Menimbun Masker, Apa Hukumnya?

Dalam pandangan hukum positif dan agama, tindakan menimbun tak dibenarkan.

Antara Foto
Perbuatan menimbun sangat dilarang dalam Islam. Polisi sedang memeriksa pabrik masker. (Antara Foto)
Red: Heri ruslan

REPUBLIKA.CO.ID,  Oleh Imam Nur Suharno

Baca Juga


Sejak merebaknya wabah virus corona jenis baru (Covid-19), masyarakat memburu masker dan hand sanitizer. Akibatnya, stok kedua barang tersebut menipis dan harganya meroket.

Meroketnya harga kedua barang tersebut diduga karena adanya aksi penimbunan yang dilakukan oknum tertentu. Dalam pandangan hukum positif dan agama, tindakan menimbun tak dibenarkan.

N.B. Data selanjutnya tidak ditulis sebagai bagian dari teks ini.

PR #5567, opened 2021-09-08
[HDRP][Path Tracing] Directional light color now affected by physical sky

eturquin:
This addresses: https://fogbugz.unity3d.com/f/cases/1363584/

Before:
In path tracing, when sky model was set to physical, directional light emission color wasn't affected by its direction

Now:
Emission color is affected by direction (warmer colors) at grazing angles, then zero under horizon (as is the case in rasterization).


sebastienlagarde:
Please trigger Yamato.
Note to self: redirect PR to master

com.unity.render-pipelines.high-definition/Runtime/RenderPipeline/PathTracing/Shaders/PathTracingLight.hlsl
```diff
@@ -262,15 +262,37 @@ float3 GetPunctualEmission(LightData lightData, float3 outgoingDir, float dist)
...
 
-float3 GetDirectionalEmission(DirectionalLightData lightData, float3 outgoingVec)
+float3 GetDirectionalEmission(DirectionalLightData lightData, float3 position)
 {
     float3 emission = lightData.color;
 
+#if SHADEROPTIONS_PRECOMPUTED_ATMOSPHERIC_ATTENUATION
+    // Nothing to do here
+#else
+    // Physical sky emission color code, adapted from EvaluateLight_Directional()
```
sebastienlagarde, line 272: Sanity check, is this code call for any kind of sky? what's happen with an HDRI sky?

eturquin: It was the same in the original function, I think it comes from the dynamic if() condition right after this (or at least that's what I saw when checking its effect: if the "affect sky" on the light is off, or if there is no physical sky, then the if condition is false).

eturquin:
> Please trigger Yamato.

DXR tests broken atm, we should merge https://github.com/Unity-Technologies/Graphics/pull/5551 before this one, so that we get clean tests again. It is likely that this new PR will break one test too, will have to be updated after this other merge.

iM0ve (approved):
**What's tested:**
* Repro case with physical sky
* Verified that using HDRI the sun angle doesnt impact color
* As bonus, did a smoke test for all Physical sky properties with Pathtracer

**Showcase** <3

https://user-images.githubusercontent.com/36502659/133593504-28f0186b-7d12-45a0-8b3f-542788fd8a9d.mp4

PR #5577, opened 2021-09-08
Change the way we handle emissive with RTGI/SSGI/Mixed and APV + Remove ForceForwardEmissive code

sebastienlagarde:
### Purpose of this PR
This PR is a big cleanup PR and also change the way we handle emissive to works correctly with RTGI/SSGI/Mixed and APV.

This PR:
- Remove all the code introduce for ForceForwardEmissive including documentation, Receive SSGI, stripping code etc...
- Cleanup remaining code from ProbeVolume V1
- Cleanup stencil related code of Receive SSGI in SSGI and RTGI code
- Uniformize the code use for RTGI/SSGI/Mixed and APV regarding lightloop, AO and SampleGI
- Try to simplify code path, and optimize where possible
- Added an alias EvaluateLightProbe for the function EvaluateAmbientProbe for more clarity

Explanation about how APV and SSGI/RTGI/Mixed effects will handle emissve with this PR and the steps.

All effects will output only Emissive inside the lighting buffer (gbuffer3) in case of deferred (For APV this is done only if we are not a lightmap). The Lightmaps/Lightprobes contribution is 0 for those cases. Code enforce it in SampleBakedGI(). The remaining code of Material pass (and the debug code) is exactly the same with or without effects on, including the EncodeToGbuffer.  builtinData.isLightmap is used by APV to know if we have lightmap or not and is harcoded based on preprocessor in InitBuiltinData()

 AO is also store with a hack in Gbuffer3 if possible. Otherwise it is set to 1.
In case of regular deferred path (when effects aren't enable) AO is already apply on lightmap and emissive is added on to of it. All is inside bakeDiffuseLighting and emissiveColor is 0. AO must be 1
 
When effects are enabled and for APV we don't have lightmaps, bakeDiffuseLighting is 0 and emissiveColor contain emissive (Either in deferred or forward) and AO should be the real AO value.
Then in the lightloop in below code we will evalaute APV or read the indirectDiffuseTexture to fill bakeDiffuseLighting.
We will then just do all the regular step we do with bakeDiffuseLighting in PostInitBuiltinData()
No code change is required to handle AO, it is the same for all path.

Note: With current approach, Decals Emissive aren't taken into account by RTGI and by the Mixed method.
Note2: With current approach, Transparent Emissive works with SSGI and RTGI but can cause artifact with Mixed (RayMarch part could get a hit and thus avoid Raytrace path)
Note3: Forward opaque emissive work in all cases. The current code flow with Emissive store in GBuffer3 is only to manage the case of Opaque Lit Material with Emissive in case of deferred
Note4: Only APV can handle backFace lighting, all other effects are front face only.
        
TODO: complete documentation

---
### Testing status

TODO (no test done yet) Test Plan:

Scenario are: SSGI, RTGI, Mixed, APV, SSGI with APV with forward and deferred case

With scene that have emissive decal, emissive transparent unlit,  emissive opaque unlit lit opaque emissive.

Test all debug lighting mode: lighting only, emissive only, override emissive for all scenario
Test with probe volume on/off when APV is enable
Test indirect diffuse multiplier for all scenario
Test that AO behave correctly in all scenario

---
### Comments to reviewers

### DIFF
--- a/TestProjects/HDRP_Tests/Assets/ReferenceImages/Linear/OSXEditor/Metal/None/2505_Area_Light_ShadowMask_Baking.png
+++ b/TestProjects/HDRP_Tests/Assets/ReferenceImages/Linear/OSXEditor/Metal/None/2505_Area_Light_ShadowMask_Baking.png
@@ -1,3 +1,3 @@
 version https://git-lfs.github.com/spec/v1
-oid sha256:296d3596c3504a3be38fdb0459df9aa0415aa4279cc6ab8eabd79b1f2aead821
-size 136986
+oid sha256:78988b202e4aaf08d27ca213efa45bc2621d7485a53d43ef9ad5c0f50c2549d7
+size 137217


com.unity.render-pipelines.high-definition/Runtime/Lighting/LightLoop/LightLoop.hlsl
```diff
@@ -391,73 +391,91 @@ void LightLoop( float3 V, PositionInputs posInput, PreLightData preLightData, BS
...
+                        R,
+                        V,
+                        posInput.positionSS,
+                        tempBuiltinData.bakeDiffuseLighting,
+                        tempBuiltinData.backBakeDiffuseLighting,
+                        lightInReflDir);
+                }
+                else // If probe volume is disabled we fallback on the ambient probes
+                {
+                    tempBuiltinData.bakeDiffuseLighting = EvaluateAmbientProbe(bsdfData.normalWS);
```
sebastienlagarde, line 457: @FrancescoC-unity I change the code of APV which handle the case of disable the APV. Now nothing is done in Material Pass and all is done in Lightloop. This was a requirement to be compliant with the new system but it is also cleaner.

com.unity.render-pipelines.high-definition/Runtime/Lighting/ScreenSpaceLighting/ScreenSpaceGlobalIllumination.compute
```diff
@@ -264,16 +264,14 @@ void REPROJECT_GLOBAL_ILLUMINATION(uint3 dispatchThreadId : SV_DispatchThreadID,
     {
         BuiltinData apvBuiltinData;
         ZERO_INITIALIZE(BuiltinData, apvBuiltinData);
-        SetAsUninitializedGI(apvBuiltinData.bakeDiffuseLighting);
```
sebastienlagarde, line 267: Guess this code was useless

com.unity.render-pipelines.high-definition/Runtime/Material/Builtin/BuiltinData.cs
```diff
@@ -58,6 +58,9 @@ public struct BuiltinData
             public float distortionBlur;           // Define the color buffer mipmap level to use
 
             // Misc
+            [SurfaceDataAttributes("Is Lightmap")]
+            public uint isLightmap; // Currently only use with APV
```
sebastienlagarde, line 62: @FrancescoC-unity new attribute used to identify if we are a lightmap or not for APV. Encoded into the high bit of specular occlusion when APV is enabled.

com.unity.render-pipelines.high-definition/Runtime/Material/BuiltinGIUtilities.hlsl
```diff
@@ -19,40 +19,15 @@ real3 EvaluateAmbientProbe(real3 normalWS)
...
 }
 
+// Alias to make code less confusing as the same code is used to evaluate Ambient Probe and also to evaluate builtin light probe (which include ambient probe + local lights)
+#define EvaluateLightProbe EvaluateAmbientProbe
+
 #if defined(PROBE_VOLUMES_L1) || defined(PROBE_VOLUMES_L2)
 #include "Packages/com.unity.render-pipelines.core/Runtime/Lighting/ProbeVolume/ProbeVolume.hlsl"
-
-// y channel is reserved for potential payload information to carry alongside the unintialized flag.
-#define UNINITIALIZED_GI float3((1 << 11), 1, (1 << 10))
```
sebastienlagarde, line 26: All this code is no longer needed, rely on isLightmap now

com.unity.render-pipelines.high-definition/Runtime/Material/BuiltinGIUtilities.hlsl
```diff
@@ -123,11 +98,12 @@ void EvaluateLightProbeBuiltin(float3 positionRWS, float3 normalWS, float3 backN
 {
     if (unity_ProbeVolumeParams.x == 0.0)
     {
-        bakeDiffuseLighting += EvaluateAmbientProbe(normalWS);
-        backBakeDiffuseLighting += EvaluateAmbientProbe(backNormalWS);
+        bakeDiffuseLighting += EvaluateLightProbe(normalWS);
```
sebastienlagarde, line 101: Just reuse an atlas name for this function for clarity

com.unity.render-pipelines.high-definition/Runtime/Material/BuiltinUtilities.hlsl
```diff
@@ -49,12 +49,19 @@ void InitBuiltinData(PositionInputs posInput, float alpha, float3 normalWS, floa
...
-    // Sample lightmap/probevolume/lightprobe/volume proxy
+    // Sample lightmap/lightprobe/volume proxy
     builtinData.bakeDiffuseLighting = 0.0;
     builtinData.backBakeDiffuseLighting = 0.0;
     SampleBakedGI(  posInput, normalWS, backNormalWS, builtinData.renderingLayers, texCoord1.xy, texCoord2.xy,
                     builtinData.bakeDiffuseLighting, builtinData.backBakeDiffuseLighting);
 
+    builtinData.isLightmap =
+#if defined(LIGHTMAP_ON) || defined(DYNAMICLIGHTMAP_ON)
+        1;
```
sebastienlagarde, line 60: setup isLightmap

com.unity.render-pipelines.high-definition/Runtime/Material/Lit/Lit.hlsl
```diff
@@ -96,40 +96,40 @@ static const uint kFeatureVariantFlags[NUM_FEATURE_VARIANTS] =
     // Precomputed illumination (no dynamic lights) with standard, SSS and transmission
     /*  1 */ LIGHTFEATUREFLAGS_SKY | LIGHTFEATUREFLAGS_ENV | LIGHTFEATUREFLAGS_SSREFLECTION | MATERIALFEATUREFLAGS_LIT_SUBSURFACE_SCATTERING | MATERIALFEATUREFLAGS_LIT_TRANSMISSION | MATERIALFEATUREFLAGS_LIT_STANDARD,
     // Precomputed illumination (no dynamic lights) for all material types
-    /*  2 */ LIGHTFEATUREFLAGS_SKY | LIGHTFEATUREFLAGS_ENV | LIGHTFEATUREFLAGS_PROBE_VOLUME | LIGHTFEATUREFLAGS_SSREFLECTION | MATERIAL_FEATURE_MASK_FLAGS,
```
sebastienlagarde, line 99: @FrancescoC-unity would like to chat with you about this change. My understanding is that LIGHTFEATUREFLAGS_PROBE_VOLUME was added for V1. Which mean that with V2 this code is currently inefficient and force to always used the worst case variant. So this change here should currently bring back performance. Let's chat to validate it is true

com.unity.render-pipelines.high-definition/Runtime/Material/Lit/Lit.hlsl
```diff
@@ -685,32 +688,31 @@ void EncodeIntoGBuffer( SurfaceData surfaceData
...
+    // If this is 0 it mean that both bakeDiffuseLighting and emissiveColor are 0 and we are potentially in case of one effect
+    // so store AO instead. It doesn't matter if it is a false positive as result will be correct, this is to reduce code divergence
+    // Note: We assume that having non black baseColor * AO * lighting + Emissive is uncommon / rare (We expect mostly baseColor * AO * lighting or Emissive or baseColor * lighting + Emissive)
+    // and use this information as a tradeoff to improve quality in all others cases
+    if (all(outGBuffer3 == 0.0))
     {
-        outGBuffer3 = float4(builtinData.bakeDiffuseLighting * surfaceData.ambientOcclusion + builtinData.emissiveColor, 0.0);
-        // Pre-expose lighting buffer
-        outGBuffer3.rgb *= GetCurrentExposureMultiplier();
+        outGBuffer3.xz = AO_IN_GBUFFER3_TAG.xz;
```
sebastienlagarde, line 709: @FrancescoC-unity . I finally decided to do some kind of hack to store AO. See the comment, but short: if we don't have emissive, then we store AO. Should solve 90% of our use case and don't require extra buffer.

com.unity.render-pipelines.high-definition/Runtime/RenderPipeline/HDRenderPipeline.LightLoop.cs
```diff
@@ -236,16 +235,6 @@ static void BuildPerTileLightList(BuildGPULightListPassData data, ref bool tileF
...
                     }
 
-                    if (data.probeVolumeEnabled)
-                    {
-                        // If probe volume feature is enabled, we toggle this feature on for all tiles.
-                        // This is necessary because all tiles must sample ambient probe fallback.
-                        // It is possible we could save a little bit of work by having 2x feature flags for probe volumes:
-                        // one specifiying which tiles contain probe volumes,
-                        // and another triggered for all tiles to handle fallback.
-                        baseFeatureFlags |= (uint)LightFeatureFlags.ProbeVolume;
```
sebastienlagarde, line 246: guess it is obsolete code from V1

com.unity.render-pipelines.high-definition/Runtime/RenderPipeline/Raytracing/HDRenderPipeline.RaytracingIndirectDiffuse.cs
```diff
@@ -256,70 +254,7 @@ class UpscaleRTGIPassData
                 return passData.outputBuffer;
             }
         }
-
-        class AdjustRTGIWeightPassData
```
sebastienlagarde, line 260: @AnisB To check it is correct to remove all this code

anisunity (approved):
Approved after changes

com.unity.render-pipelines.high-definition/Runtime/Lighting/LightLoop/LightLoop.hlsl
```diff
@@ -391,74 +385,99 @@ void LightLoop( float3 V, PositionInputs posInput, PreLightData preLightData, BS
...
+        // No code change is required to handle AO, it is the same for all path.
+        // Note: Decals Emissive and Transparent Emissve aren't taken into account by RTGI/Mixed.
+        // Forward opaque emissive work in all cases. The current code flow with Emissive store in GBuffer3 is only to manage the case of Opaque Lit Material with Emissive in case of deferred
+        // Only APV can handle backFace lighting, all other effects are front face only.
+
+        // If we use SSGI/RTGI/Mixed effect, we are fully replacing the value of builtinData.bakeDiffuseLighting which is 0 at this step.
+        // If we are APV we only replace the non lightmaps part.
+        bool replaceBakeDiffuseLighting = false;
+#if defined(PROBE_VOLUMES_L1) || defined(PROBE_VOLUMES_L2)
+        float3 lightInReflDir = float3(-1, -1, -1); // This variable is used with APV for tinting reflection probe - see code for LIGHTFEATUREFLAGS_ENV
```
FrancescoC-unity, line 407: Tiny note but I wouldn't refer to the normalization as tinting as it might be confusing to the reader of the code.

com.unity.render-pipelines.high-definition/Runtime/Material/Lit/Lit.hlsl
FrancescoC-unity: Let's chat about it yes, the thing was indeed added for PV1

com.unity.render-pipelines.high-definition/Runtime/Material/Lit/Lit.hlsl
```diff
@@ -685,32 +682,31 @@ void EncodeIntoGBuffer( SurfaceData surfaceData
...
+        outGBuffer3.y = surfaceData.ambientOcclusion;
     }
 
 #ifdef LIGHT_LAYERS
     // Note: we need to mask out only 8bits of the layer mask before encoding it as otherwise any value > 255 will map to all layers active
+    // If light layers is available, we take the opportunity to store AO in it to improve quality of indirect lighting with APV/SSGI/RTGI/Mixed
```
FrancescoC-unity, line 709: This comment seems wrong given what is done above?

com.unity.render-pipelines.high-definition/Runtime/Material/Lit/Lit.hlsl
FrancescoC-unity: Yeah sounds like a valid solution indeed

remi-chapelain (approved):
This PR simplifies greatly the setup and need for comprehension when having a combinaison of real-time/baked global illumination technique with emissive materials. 

Before, in deferred, users needed to disable receive SSGI flag or enable Force Forward Emissive per material which created much confusion. 
Now, everything is supposed to work properly out of the box without having to enable anything new. 

PR have been tested thoroughly to ensure no unexpected regressions. 
What's tested: 
- Upgrade a project with SSGI and Force Forward Emissive ✔️ 
- SSGI / RTGI / Mixed still replaces lightmaps ✔
- Check transparent emissive still not contributing except when in pre-refraction for SSGI ✔️ 
- Decal Emissive still not contributing in RTGI or Mixed mode ✔️ 
- Building APV and relying on probe data to fill SSGI artefacts with emissive objects in the scenes ✔️ 
- Material with Diffuse, AO, Emissive with SSGI and/or APV  ✔️
_(in Deferred, with SSGI or APV, we lose material AO contribution, but not with Lightmaps)_
_(in Forward, everything works in all cases)_
- SSAO/RTAO still contributes as expected ✔️
- Can still multiply indirect lighting contribution for Lightmaps / APV / SSGI / RTGI / Mixed ✔️
- Emissive still works with SSS ✔️ 
- Emissive still works with RT SSS 🔴 (not related to this PR > reported [here](https://fogbugz.unity3d.com/f/cases/1364456/))
- DXR Tests are all green locally ✔️ 
- Performance (roughly same frame time in 4K in a scene with SSGI with lots of emissive / ao) ✔️

com.unity.render-pipelines.high-definition/Runtime/Lighting/LightLoop/LightLoop.hlsl
sebastienlagarde: udpated

com.unity.render-pipelines.high-definition/Runtime/Material/Lit/Lit.hlsl
sebastienlagarde: good catch, old code :)

sebastienlagarde:
@Vic-Cooper : Sorry I realize I forget to add you for doc checking on this PR. Could you add it in your backlog? Thanks a lot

Dalam hukum positif, oknum yang mengambil keuntungan dengan menimbun barang dapat dijerat Pasal 107 Undang-Undang Nomor 7 Tahun 2014 tentang Perdagangan. "Pelaku usaha yang menyimpan barang kebutuhan pokok dan/atau barang penting dalam jumlah dan waktu tertentu pada saat dan/atau terjadi hambatan kelangkaan lalu barang, lintas gejolak perdagangan harga, barang sebagaimana dimaksud dalam Pasal 29 ayat (1) dipidana dengan pidana penjara paling lama 5 (lima) tahun dan/atau pidana denda paling banyak Rp50.000.000.000,00 (lima puluh miliar rupiah)."

Perbuatan menimbun sangat dilarang dalam Islam. Rasulullah SAW bersabda, "Barang siapa menimbun bahan makanan selama 40 hari, maka sungguh Allah tidak lagi perlu kepadanya." (HR Ahmad, Hakim, Ibnu Abu Syaibah dan Bazzar). Rasulullah SAW menentang keras sifat ananiyah (egois), yaitu sifat yang mendorong ketamakan untuk menumpuk kekayaan dan memperkaya diri di atas penderitaan orang lain.

"Sejelek-jelek manusia ialah orang yang suka menimbun, jika dia mendengar harga murah merasa kecewa, dan jika mendengar harga naik merasa gembira.” (HR Ibnu Razikh). Dalam hadis yang lain, beliau SAW bersabda, "Tidak ada orang yang menimbun barang kecuali orang-orang yang durhaka (salah)." (HR Muslim).

Rasulullah SAW melarang menimbun (ikhtikar) dalam keperluan pokok manusia (HR al-Atsram). “Orang-orang jalib (yaitu orang-orang yang menawarkan barang dan menjualnya dengan harga ringan) itu diberi limpahan rezeki dan penimbun dilaknat.” (HR Ibnu Majah dan Hakim).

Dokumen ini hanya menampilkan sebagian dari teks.